--- Records to process Enclosed Below ---

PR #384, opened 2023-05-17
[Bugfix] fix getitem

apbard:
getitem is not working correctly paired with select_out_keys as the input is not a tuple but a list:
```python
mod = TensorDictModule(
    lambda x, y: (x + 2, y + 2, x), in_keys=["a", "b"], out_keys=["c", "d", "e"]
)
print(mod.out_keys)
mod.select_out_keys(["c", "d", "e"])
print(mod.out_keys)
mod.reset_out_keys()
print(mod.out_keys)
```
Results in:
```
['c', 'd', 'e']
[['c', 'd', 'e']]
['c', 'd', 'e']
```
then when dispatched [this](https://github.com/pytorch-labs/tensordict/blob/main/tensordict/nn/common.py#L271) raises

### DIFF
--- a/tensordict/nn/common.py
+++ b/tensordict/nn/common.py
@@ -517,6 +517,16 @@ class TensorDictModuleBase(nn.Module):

--- End of Enclosed Records to process ---

Task prompt —
Copy out every line of the records that the string "common" appears in.

Result of this task —
then when dispatched [this](https://github.com/pytorch-labs/tensordict/blob/main/tensordict/nn/common.py#L271) raises
--- a/tensordict/nn/common.py
+++ b/tensordict/nn/common.py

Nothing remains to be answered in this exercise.